ASSIGNMENT — Go line by line through the entries below and copy those containing the string "docblocks".

(Beginning of ENTRIES SHOWN)

PR #62, opened 2015-12-07
added a new namespaceAware() deserializer function

staabm:
didnt found the comments in which we discussed this topic therefore starting from scratch.
hopefully all points are adressed.

### DIFF
--- a/lib/functions.php
+++ b/lib/functions.php
@@ -1,0 +1,44 @@
+<?php
+
+namespace Sabre\Xml\Deserialize;
+
+use Sabre\Xml\Reader;
+
+/*
+ * Deserializes Xml Elements of the given Reader into a array.
+ * The namespace of elements which match the given namespace are stripped.
+ *
+ * @param Xml\Reader $reader
+ * @param string $namespace
+ *
+ * @return array
+ */
+function namespaceAware(Reader $reader, $namespace)
+{
+    // If there's no children, we don't do anything.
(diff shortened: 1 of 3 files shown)


lib/functions.php
```diff
@@ -0,0 +1,44 @@
...
+/*
+ * Deserializes Xml Elements of the given Reader into a array.
+ * The namespace of elements which match the given namespace are stripped.
+ *
+ * @param Xml\Reader $reader
+ * @param string $namespace
+ *
+ * @return array
+ */
+function namespaceAware(Reader $reader, $namespace)
```
staabm: feel free to propose a better name.. couldnt get better then this right now

evert:
I think I want to change the behavior of the function a little bit. Instead of :

`Sabre\Xml\Deserialize\namespaceAware`, I think I just want to call it `Sabre\Xml\Deserializer\keyValue`.

By default I want to give it the same behavior as `Sabre\Xml\Element\KeyValue`, but if you specify the `$namespace` argument (which will be optional) it will strip the namespace, but _only_ from the elements within that namespace, and leave the others intact.

So basically, hold on a second. I will take your PR and use it as a basis for this =)

staabm:
Sounds great!

evert:
Oh I didn't realize that in your PR you're already retaining other elements outside of the specified namespace. Really awesome. In that case I'm only changing the function name and docblocks ;)

PR #66, opened 2015-12-09
added popo serializer/deserializer and Service shorthand

staabm:
added popo mapping on the Service class.

see enclosed test how it is expected to work.
its more or less the same as initially discussed in https://github.com/fruux/sabre-xml/pull/61

After we finished the impl. details I will iterate over the phpdocs a bit.

### DIFF
--- a/lib/Service.php
+++ b/lib/Service.php
@@ -189,6 +189,30 @@ class Service {
 
     }
 
+    /**
+     * Maps the given value-object to the given rootElementName within the given namespace.
+     *
+     * The $rootElement must be specified in clark notation.
+     *
+     * The $className refernces a regular php class which must provide a __construct() without arguments.
+     * This methods creates instances of this class which later on picks up all xml child elements as public properties.
+     *
+     * @param string $rootElementName
+     * @param object $className
+     * @param string $namespace
+     */
+    function mapValueObject($rootElementName, $className, $namespace) {
+        if (!class_exists($className)) {
+            throw new \InvalidArgumentException('class "' . $className . '" does not exist');
+        }
+        $this->namespaceMap[$namespace] = null;
+        $this->elementMap['{' . $namespace . '}' . $rootElementName] = function(Reader $reader) use ($className, $namespace) {
+            return \Sabre\Xml\Deserializer\valueObject($reader, new $className(), $namespace);
+        };
+        $this->classMap[$className] = function(Writer $writer, $valueObject) use ($namespace) {
+            return \Sabre\Xml\Serializer\valueObject($writer, $valueObject, $namespace);
+        };
+    }
 
     /**
      * Parses a clark-notation string, and returns the namespace and element
@@ -212,6 +236,4 @@ class Service {
         ];
 
     }
-
-
 }
--- a/lib/Service.php
+++ b/lib/Service.php
@@ -205,7 +205,7 @@ class Service {
         if (!class_exists($className)) {
             throw new \InvalidArgumentException('class "' . $className . '" does not exist');
         }
-        $this->namespaceMap[$namespace] = null;
+ 
         $this->elementMap['{' . $namespace . '}' . $rootElementName] = function(Reader $reader) use ($className, $namespace) {
             return \Sabre\Xml\Deserializer\valueObject($reader, new $className(), $namespace);
         };
--- a/lib/deserializers.php
+++ b/lib/deserializers.php
@@ -161,3 +161,31 @@ function elementList(Reader $reader, $namespace = null) {
     return $values;
 
 }
+
+/**
+ * @param Reader $reader
+ * @param object $valueObject
+ * @param string $namespace
+ * @return null|$valueObject
+ */
+function valueObject(Reader $reader, $valueObject, $namespace) {
+    if ($reader->isEmptyElement) {
+        $reader->next();
+        return null;
+    }
+
+    $reader->read();
+    do {
+
+        if ($reader->nodeType === Reader::ELEMENT && $reader->namespaceURI == $namespace) {
+
+            $valueObject->{$reader->localName} = $reader->parseCurrentElement()['value'];
+        } else {
+            $reader->read();
+        }
+    } while ($reader->nodeType !== Reader::END_ELEMENT);
+
+    $reader->read();
+
+    return $valueObject;
+}
--- a/CHANGELOG.md
+++ b/CHANGELOG.md
@@ -4,6 +4,8 @@ ChangeLog
 1.3.0 (????-??-??)
 ------------------
 
+* The `Service` class adds a new `mapValueObject` method which provides basic
+  capabilities to map between ValueObjects and XML.
 * #61: You can now specify serializers for specific classes, allowing you
   separate the object you want to serialize from the serializer. This uses the
   `$classMap` property which is defined on both the `Service` and `Writer`.
--- a/composer.json
+++ b/composer.json
@@ -28,7 +28,10 @@
         "psr-4" : {
             "Sabre\\Xml\\" : "lib/"
         },
-        "files": ["lib/deserializers.php"]
+        "files": [
+            "lib/deserializers.php",
+            "lib/serializers.php"
+        ]
     },
     "bin" : [
     ],
--- a/lib/serializers.php
+++ b/lib/serializers.php
@@ -1,0 +1,22 @@
+<?php
+
+namespace Sabre\Xml\Serializer;
+
+use Sabre\Xml\Writer;
+
+/**
+ * This file provides a number of 'serializer' helper functions.
+ * These can be used to easily specify custom serializers for specific
+ * PHP objects/values.
+ */
+
+/**
+ * @param Writer $writer
+ * @param object $valueObject
+ * @param string $namespace
+ */
+function valueObject(Writer $writer, $valueObject, $namespace) {
+    foreach (get_object_vars($valueObject) as $key => $val) {
+        $writer->writeElement('{' . $namespace . '}' . $key, $val);
+    }
+}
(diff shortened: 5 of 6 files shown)


lib/Service.php
```diff
@@ -189,6 +189,27 @@ function write($rootElementName, $value, $contextUri = null) {
 
     }
 
+    /**
+     * Maps the given plain-old-php-object (popo) to the given rootElementName within the given namespace.
```
evert: I'm kind of wonderering if we should go with `VO` or even `ValueObject` instead of `Popo`. I got what it meant because of Pojo, but I'm not certain how well known that terminology is in PHP... What do you think?

lib/Service.php
```diff
@@ -189,6 +189,27 @@ function write($rootElementName, $value, $contextUri = null) {
...
+     *
+     * The $rootElement must be specified in clark notation.
+     *
+     * @param string $rootElementName
+     * @param object $popo
+     * @param string $namespace
+     */
+    function mapPopo($rootElementName, $popo, $namespace) {
+        if (!is_object($popo)) {
```
evert: The first thing that popped in my mind is ... should it be based on classnames instead of objects? It seems a bit odd to me to pass an object instance that's then cloned...  Thoughts?

lib/deserializers.php
```diff
@@ -161,3 +161,31 @@ function elementList(Reader $reader, $namespace = null) {
...
+function popoObject(Reader $reader, $popo, $namespace) {
+    if ($reader->isEmptyElement) {
+        $reader->next();
+        return null;
+    }
+
+    $reader->read();
+    do {
+
+        if ($reader->nodeType === Reader::ELEMENT && $reader->namespaceURI == $namespace) {
```
evert: Future idea: add the ability to parse annotations and let people create classes like this:

```php

class MyVO {

   /**
    * @map {http://namespace}elem
    */
   public $foo;

}
```

lib/Service.php
staabm: I am used to the term popo from symfony or propel, but I am also ok with using a more 'pattern-oriented' term like ValueObject. 

I guess both terms are only known to experienced php programmers, so we can decide whatever we like best.

lib/Service.php
staabm: Passing in the class would imply a `__construct()` without arguments therefore I thougt using a "template-object" would be a good idea since you could also prefill object properties as required.

lib/deserializers.php
staabm: Yeah, I also thought about such things... I dont like annotations that much because they add a magic layer which needs to be documented very properly. Also it mixes the serialize/deserialize logic into the ValueObjects which is the opposite direction this PR tries to aim for.

Maybe this will improve in php-src future in case annotations get a 1st class citizen in php.

lib/Service.php
evert: I think I would lean towards ValueObject, it also sounds a bit better and I feel it requires a bit less explanation...

lib/deserializers.php
staabm: Having annotations also opens the door for mapping xml attributes somewhere. Atm we dont support the at all in this popo cases

lib/Service.php
evert: Maybe we can do both? I feel it's more natural to allow just classes and force people to create their VO's without constructors, but I can definitely see an advantage to both

lib/deserializers.php
evert: Could this function use use `keyValue` instead? It's one more layer of indirection, but it makes the implementation of popoObject a lot simpler (which can benefit people reading the source).

lib/Service.php
staabm: Ok, so how should the method be named?

`mapVo` or `mapValueObject`? I prefer the latter

lib/Service.php
staabm: I am fine with it. Do you have a use case for the classnames already or is it just hypothetical?

In case there is not use case yet I would prefer waiting for one

lib/Service.php
evert: I agree.. was just gonna say that another benefit of using the term VO means that we can fully spell it out (as opposed to PlainOldPhpObject ;))

lib/deserializers.php
staabm: Its one indirection and another short living temp. Structure.. In case you prefer it I am fine with it. We can restore to what we have right now in case it get a perf bottleneck

lib/Service.php
evert: It's a bit more of a design decision, because whatever we allow is what people will have to do... and elsewhere in the source generally rely on PHP class names (such as `$classMap` and `$elementMap`) so it would be internally consistent.

So between the two that would be my first choice. Not only for consistency, but it also plays a bit nicer with the idea that 'objects should be fully initialized after creation', and you can argue that a 'template object' is not a fully constructed object.

staabm: Ok, will go for classes then. Atm this concept also works in my use case

lib/Service.php
staabm: Will update tomorrow

lib/deserializers.php
evert: Lets do it then =)

staabm: Absolutely.

evert: Actually... I changed my mind!

I thought using `keyValue` this function would become super short, but that's not true... you would still need to loop through the result of `keyValue` and filter out the namespaced elements... which sucks.

staabm: Okidoki

evert: lol

staabm:
here we go

lib/Service.php
```diff
@@ -189,6 +189,29 @@ function write($rootElementName, $value, $contextUri = null) {
...
+     *
+     * @param string $rootElementName
+     * @param object $className
+     * @param string $namespace
+     */
+    function mapValueObject($rootElementName, $className, $namespace) {
+        if (!class_exists($className)) {
+            throw new \InvalidArgumentException('class "' . $className . '" does not exist');
+        }
+        $this->elementMap['{' . $namespace . '}' . $rootElementName] = function(Reader $reader) use ($className, $namespace) {
```
staabm: I dropped the `$this->namespaceMap[$namespace]=null` expression here, because it had side effects.
I lead to all elements of this namespaces beeing represented by its localName instead of clark-notated (also for this not "registered" via `mapValueObject`).

After dropping the line we are still green, so nothing important ;)

staabm: strike that. after I recognized that I looked at the wrong repos on travis I realised the line is still necessary.

therefore the question... what do you think about this sideeffect? any idea how to get arround it?

lib/deserializers.php
staabm: time is up. pushed without the additional indirection ;)

evert:
On the first read this looks pretty great! No comments

lib/Service.php
evert: I'm a bit confused because this thread is on an 'outdated diff' discussing a line that wasn't in that diff...  can you point me in the right direction?

staabm: This is the Line in the current diff https://github.com/fruux/sabre-xml/pull/66/files#diff-de76feda74829916defbb14d089c7c08R208

lib/Service.php
```diff
@@ -189,6 +189,30 @@ function write($rootElementName, $value, $contextUri = null) {
...
+     *
+     * @param string $rootElementName
+     * @param object $className
+     * @param string $namespace
+     */
+    function mapValueObject($rootElementName, $className, $namespace) {
+        if (!class_exists($className)) {
+            throw new \InvalidArgumentException('class "' . $className . '" does not exist');
+        }
+        $this->namespaceMap[$namespace] = null;
```
staabm: This line has a side effect on all elements of the given namespace not only the one named root-element

evert: oh yea that does seem like a big problem! Why is it in there in the first place?

staabm: Otherwise we would get some aliases in the xml

evert: Well I think I would just want to encourage people to always (manually) set their preferred namespace map.

I would also suggest to always use some prefix, and not default to no prefix at all. The fallback with aliases is specifically added because it generates valid (but somewhat ugly) xml, but you, as the xml author, need to pick your preferred namespace prefix (even if that prefix is empty).

So yea this is definitely by design. We

evert: We _could_ add a new feature that sets the default namespace to `null`, but _only_ for the root element. So this needs to be detected, and happen outside of of the serializer functions

staabm: How do I need to define the namespace, so the xml us mapped to something which I defined myself?

evert: as a user of `Sabre\Xml\Service`, you would set:

    $server->namespaceMap['uri'] = 'prefix';

This is how sabre/dav does it:

https://github.com/fruux/sabre-dav/blob/master/lib/DAV/Xml/Service.php

evert:
So yea, I think the last two tasks are to remove that `$this->namespaceMap[$namespace] = null;` line and add the missing docblocks =)

staabm:
After removing the line it wont generate the xml I want it to render

evert:
Just add the line to the unittest then ;) You can set the namespace prefixes from outside the Service object, and that's also exactly how you are supposed to do it.

staabm:
Uff thats too easy... :-))

staabm:
@evert not sure you got the last ping.. This is ready to land

evert:
The thing I was still waiting for is better php docblocks. But I can merge this now and I'd be happy to address that before a release. Really great work :+1:

staabm:
Ohh sorry missed the docs :-)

(End of ENTRIES SHOWN)

FINAL ANSWER —
Oh I didn't realize that in your PR you're already retaining other elements outside of the specified namespace. Really awesome. In that case I'm only changing the function name and docblocks ;)
So yea, I think the last two tasks are to remove that `$this->namespaceMap[$namespace] = null;` line and add the missing docblocks =)
The thing I was still waiting for is better php docblocks. But I can merge this now and I'd be happy to address that before a release. Really great work :+1:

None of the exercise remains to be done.